Подземелья Ватикана | страница 8
Второй ребенок Жюста-Аженора де Баральуля, Жюлиюс, после женитьбы вполне остепенившийся, в молодости своей знавал увлечения. Но, во всяком случае, он мог сказать по справедливости, что сердца своего он не унизил ни разу. Врожденное благородство и, так сказать, нравственное изящество, сквозившее в малейших его сочинениях, всегда удерживали его порывы от того наклонного пути, по которому их наверное устремило бы его писательское любопытство. Кровь его струилась без кипучести, но не без жара, как то могли бы засвидетельствовать некоторые прекрасные аристократки… И я бы не стал говорить здесь об этом, если бы этого не давали ясно понять его первые романы, чему они отчасти и были обязаны своим большим светским успехом. Избранный состав читателей, способных их оценить, позволил им появится — одному в «Correspondant», двум другим — в «Revue des Deux Mondes». Таким образом, как бы само собой, еще молодым: он оказался созревшим для Академии; его как бы предуготовляли к ней его статность, умиленная важность взгляда и задумчивая бледность чела.
Антим выказывал великое презрение к преимуществам, связанным с общественным положением, богатством и внешностью, чем постоянно уязвлял Жюлиюса; но он ценил в нем его душевные качества и неумение спорить, благодаря которому свободная мысль нередко одерживала верх.

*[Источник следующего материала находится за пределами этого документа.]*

PR #2378, opened 2016-04-07
Ignore non-public option methods for ZAP API

thc202:
Change the method ApiImplementor.isIgnored(Method) to also ignore
non-public methods, if the method is not public it is not expected to be
called be "external" code, including the ZAP API.

The change prevents the new options related private method,
OptionsParamCheckForUpdates.getSdf(), from being added to the ZAP API.


kingthorin:
Looks good

PR #2381, opened 2016-04-07
Do not allow to save/write to read-only files

thc202:
Change class WritableFileChooser to validate, when the file exists, that
it is writable, otherwise the process could continue and end up in an
exception: "java.io.FileNotFoundException: /file (Permission denied)".
Add a message that indicates that the file is not writable and tweak
existing message (and path used in the warning dialogue) to only mention
directory, which is what was being tested.
Extract a method to show the warning dialogue for the write permissions.


kingthorin:
Looks good

PR #2081, opened 2015-11-25
Issue 1874 : 2 cookies line header

michaelcourcy:
When using "forced user mode" with "Sigle Cookie Request Header" checked
the cookies added by ZAP are always put in a new line. Even if there
was a cookie line already in the request. It resulted in two cookies
line header, for instance :

Cookie: toolbar.collapsed=0; has_js=1
Connection: keep-alive
Content-Length: 0
Host: 172.17.0.3
Cookie: SESS8bcff576a76286b5afa8392e2841f07f=9344OUeBNCCDF8YKkTni2SKSpFuzx5mNulec1n_sXnA

This is not compliant to the RFC 6265 https://tools.ietf.org/html/rfc6265#section-5.4
and to the intent to put all the cookies in a single header line.

PR #2383, opened 2016-04-08
Correct class loading order when compiling tests

thc202:
Change "compile" target to include, first, the core classes in the class
path when compiling the test classes, to force the load of forked
classes.
Change "test" target to include core/test classes first and then the
core and test libraries, for same reason.


thc202:
See also #2081.

kingthorin:
Looks good.

Issue #2380, opened 2016-04-07
Dynamically unload "Access Control Testing" add-on


thc202:
The add-on can not be dynamically unloaded (correctly, see zaproxy/zap-extensions#306), thus requiring a restart of ZAP when uninstalling/updating it.

The following changes need to be done:
- Unload the panels ContextAccessControlPanel, by setting a new model to [`usersComboBox`](https://github.com/zaproxy/zap-extensions/blob/9c3cbc83417de623367390d1899e3612150b039d/src/org/zaproxy/zap/extension/accessControl/view/ContextAccessControlPanel.java#L88) (the model that it has is a core object, which would keep references to the combo box, the panel and ExtensionAccessControl) when [`discardContexts()`](https://github.com/zaproxy/zap-extensions/blob/9c3cbc83417de623367390d1899e3612150b039d/src/org/zaproxy/zap/extension/accessControl/ExtensionAccessControl.java#L440) and [`discardContext(Context)`](https://github.com/zaproxy/zap-extensions/blob/9c3cbc83417de623367390d1899e3612150b039d/src/org/zaproxy/zap/extension/accessControl/ExtensionAccessControl.java#L448) are called, although the latter is not strictly needed, it ensures that the there's no references from core objects;
- When unloading the add-on:
  - Remove the [`ContextDataFactory`](https://github.com/zaproxy/zap-extensions/blob/9c3cbc83417de623367390d1899e3612150b039d/src/org/zaproxy/zap/extension/accessControl/ExtensionAccessControl.java#L122);
  - Remove the [`ContextPanelFactory`](https://github.com/zaproxy/zap-extensions/blob/9c3cbc83417de623367390d1899e3612150b039d/src/org/zaproxy/zap/extension/accessControl/ExtensionAccessControl.java#L128), if it has view.

This issue depends on #2347 to remove `ContextDataFactory` and `ContextPanelFactory`, changes expected to be available in ZAP v2.5.0.

Add-on:
"Access Control Testing" version 1.

thc202:
Fixed in zaproxy/zap-extensions#1521.

Issue #2379, opened 2016-04-07
Dynamically unload "Context Alert Filters" add-on


thc202:
The add-on can not be dynamically unloaded, requiring a restart of ZAP when uninstalling/updating it.

To dynamically unload the add-on the following changes need to be done:
- Unregister the [consumer of events](https://github.com/zaproxy/zap-extensions/blob/257a5e75a217feeea58eb8d298b7ba11ab7dbf83/src/org/zaproxy/zap/extension/alertFilters/ExtensionAlertFilters.java#L176-L178);
- Remove the [`ContextDataFactory`](https://github.com/zaproxy/zap-extensions/blob/257a5e75a217feeea58eb8d298b7ba11ab7dbf83/src/org/zaproxy/zap/extension/alertFilters/ExtensionAlertFilters.java#L188);
- Remove the [`ContextPanelFactory`](https://github.com/zaproxy/zap-extensions/blob/257a5e75a217feeea58eb8d298b7ba11ab7dbf83/src/org/zaproxy/zap/extension/alertFilters/ExtensionAlertFilters.java#L192), if it has view;
- Remove the [`ApiImplementor`](https://github.com/zaproxy/zap-extensions/blob/257a5e75a217feeea58eb8d298b7ba11ab7dbf83/src/org/zaproxy/zap/extension/alertFilters/ExtensionAlertFilters.java#L196).

This issue depends on #2347 to remove `ContextDataFactory` and `ContextPanelFactory`, changes expected to be available in ZAP v2.5.0.

Add-on:
"Context Alert Filters" versions >= 1.

thc202:
Forgot this issue... This was fixed in zaproxy/zap-extensions#939. Released in version 5.

PR #2384, opened 2016-04-08
Allow to hook context factories

thc202:
Change classes ExtensionHook and ExtensionHookView to allow to add
ContextDataFactory and ContextPanelFactory, respectively, so the
factories can be automatically added/removed by core code.
Change ExtensionLoader to add/remove the context factories when the
extensions are initialised/unloaded.

### DIFF
--- a/src/org/parosproxy/paros/extension/ExtensionHook.java
+++ b/src/org/parosproxy/paros/extension/ExtensionHook.java
@@ -25,10 +25,12 @@
 // ZAP: 2013/05/02 Re-arranged all modifiers into Java coding standard order
 // ZAP: 2014/03/23 Issue 1022: Proxy - Allow to override a proxied message
 // ZAP: 2014/10/25 Issue 1062: Added scannerhook to be added by extensions. 
+// ZAP: 2016/04/08 Allow to add ContextDataFactory
 
 package org.parosproxy.paros.extension;
 
 import java.util.ArrayList;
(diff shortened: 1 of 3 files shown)


thc202:
Convenience changes for #2379 and #2380.

src/org/parosproxy/paros/extension/ExtensionHookView.java
```diff
@@ -80,4 +94,32 @@ public void addOptionPanel(AbstractParamPanel panel) {
         return optionPanelList;
     }
     
+    /**
+     * Adds the given {@link ContextPanelFactory} to the view hook, to be latter added to the
```
kingthorin: I think you want later not latter

src/org/parosproxy/paros/extension/ExtensionHook.java
```diff
@@ -189,4 +202,32 @@ public ViewDelegate getView() {
     public List<OverrideMessageProxyListener> getOverrideMessageProxyListenerList() {
         return overrideMessageProxyListenersList;
     }
+
+    /**
+     * Adds the given {@link ContextDataFactory} to the extension hook, to be latter added to the {@link Model}.
```
kingthorin: I think you want later not latter

kingthorin:
Two minor java doc comments, otherwise looks good.

thc202:
Fixed, thank you.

В шесть часов Антим слышит, как у подъезда останавливается экипаж, в котором приехали его гости. Он выходит их встречать на площадку лестницы. Первым подымается Жюлиюс. В своем плоском цилиндре и прямом пальто с шелковыми отворотами, он казался бы одетым скорее для визита, чем для дороги, если бы не шотландский плед, перекинутый через руку; длинный путь никак на нем не отразился. Маргарита де Баральуль идет следом, поддерживаемая сестрой; она, напротив, совсем растерзана, шляпка и шиньон сбились на сторону; она спотыкается о ступени, часть лица закрыта носовым платком, который она к нему прижимает… Когда она подходит к Антиму:
— Маргарите попал в глаз уголек, — шепчет Вероника.
Жюли, их дочь, миловидная девочка девяти лет, и няня, замыкая шествие, хранят унылое молчание.

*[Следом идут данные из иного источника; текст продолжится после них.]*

PR #2388, opened 2016-04-11
Remove unused spider's tool bar resource messages

thc202:
The following spider's tool bar resource messages are no longer in use:
 spider.toolbar.site.label
 spider.toolbar.site.select
 spider.toolbar.button.start

First two were superseded by "spider.toolbar.progress.*" resource
messages and the last one is no longer needed, when the class
SpiderPanel was changed to implement ScanPanel2 (per issue #1176).


kingthorin:
Looks good

PR #2389, opened 2016-04-11
Include authorization API in ZAP API clients

thc202:
Change class ApiGeneratorUtils to add the AuthorizationAPI so that it is
automatically generated/included in ZAP API clients (and wiki).
 ---
From OWASP ZAP User Group: https://groups.google.com/d/topic/zaproxy-users/7-DZTINjsuM/discussion


kingthorin:
Looks good

Issue #2311, opened 2016-03-09
Alert Filter Addon: HTML report reports the filtered false positives as true results


hackthem:
Hello guys,

I made several tests and realised that the tagged issues as false positives (through the api call or through the GUI) are reported as true positives.

Can you please deal with this bug ?

Best regards,

Abdellah AZOUGARH

hackthem:
This is a reference to the opened thread : https://groups.google.com/forum/#!topic/zaproxy-develop/PvsBdMvY0-Q

thc202:
How are you asserting that the alerts are tagged as false positive? Through the "Alerts" tab (i.e. shown with green flag)?

psiinon:
All bugs will be dealt with in time .. the question is when ;)
At the moment I'm (probably) the only person paid to work on ZAP (and I'm ridiculously busy) and so much of the work on ZAP is done by volunteers.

Зная характер Маргариты, к этому не отнесешься шутя; Антим предлагает послать за окулистом; но Маргарита наслышана об итальянских докторишках и не соглашается «ни за что на свете»; она вздыхает умирающим голосом:
— Холодной воды. Просто немного холодной воды. Ах!
— Дорогая сестрица, — продолжает Антим, — холодная вода, действительно, принесет вам минутное облегчение, оттянув от глаза кровь; но помощи от нее не будет.